__WORK ITEM__. Look through the data below for the line with "GawainLynch: **Note to", and transcribe it exactly together with each line after it up to and including the line with "- Notably also". Give nothing else.

'''

PR #3164, opened 2015-03-17
Composer custom backend listing

Pinpickle:
When in composer, the root app/view/twig isn't added to the Twig renderer, so you can't use custom listing templates (or, override any template if you want to).

This PR fixes that.

This is a fix for 2.1, I'll now work on a master fix


bobdenotter:
Looks good! Thanks, @Pinpickle

PR #3747, opened 2015-06-27
cleanup imports

jkazimir:
Some :leaves: for the :koala:.

Cheers!

### DIFF
--- a/src/Storage/Database/Schema/CheckResponse.php
+++ b/src/Storage/Database/Schema/CheckResponse.php
@@ -1,8 +1,6 @@
 <?php
 namespace Bolt\Storage\Database\Schema;
 
-use Doctrine\DBAL\Schema\Column;
-use Doctrine\DBAL\Schema\Table;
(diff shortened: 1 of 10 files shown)


src/Storage/Database/Schema/CheckResponse.php
```diff
@@ -1,8 +1,6 @@
 <?php
 namespace Bolt\Storage\Database\Schema;
 
-use Doctrine\DBAL\Schema\Column;
-use Doctrine\DBAL\Schema\Table;
```
GawainLynch: Doesn't this one break PHPDoc?

jkazimir: Nope. The only doc references are either TableDiff, or FQCNs.

GawainLynch: **Note to self:** `grep '@param Table' | wc -l` also counts `TableDiff`

PR #3748, opened 2015-06-27
Update .travis.yml

silentworks:
Speed up TravisCI test process.


GawainLynch:
Nope, can't do. We set up web servers and databases to test all of our install configurations.

PR #3750, opened 2015-06-28
Updated grunt modules, libraries and … bye, bye IE8!

rarila:
Most notably changes:
- All node modules updated to latest version.
- All bower modules updated to latest version.
   - Notably here that we now use latest **Bootstrap 3.3.4**.
   - Notably also the switch to **jQuery 2.1.4**.
- Some dependencies moved from node to bower so that only tools are now handled by node.
- Special patches for IE8 removed :tada:, **minimum IE** is now **9**.
   - No two stylesheet versions anymore.
- Switch to **postcss** for css postprocessing.
   - We now use **autoprefixer** with  ``"last 2 versions, > 5%, IE >= 9"`` browser setting.
   - We pack same CSS media query rules into one media query rule.
   - We now use ``csswring`` now minifiy instead of ``cssmin``.
- ``grunt-sass`` replaced by home brew version because of problems upstream.
- All sourcemaps now land in ``view/maps`` (if generated).

I recommend deleting folders ``bower_components`` and ``node_modules`` before updating as AFAIK now unused packages aren't removed automatically.


GawainLynch:
I am getting a scroll bar on the bottom of the screen with this PR:
screenshot from 2015-06-29 06-05-40

GawainLynch:
Footstrap fix coming in a later PR…

PR #3752, opened 2015-06-29
Fix a couple of storage bugs which were causing issues on Postgres

rossriley:


GawainLynch:
Tested locally… Screw Travis.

'''

__RESPONSE TO THE TASK__.
GawainLynch: **Note to self:** `grep '@param Table' | wc -l` also counts `TableDiff`

PR #3748, opened 2015-06-27
Update .travis.yml

silentworks:
Speed up TravisCI test process.


GawainLynch:
Nope, can't do. We set up web servers and databases to test all of our install configurations.

PR #3750, opened 2015-06-28
Updated grunt modules, libraries and … bye, bye IE8!

rarila:
Most notably changes:
- All node modules updated to latest version.
- All bower modules updated to latest version.
   - Notably here that we now use latest **Bootstrap 3.3.4**.
   - Notably also the switch to **jQuery 2.1.4**.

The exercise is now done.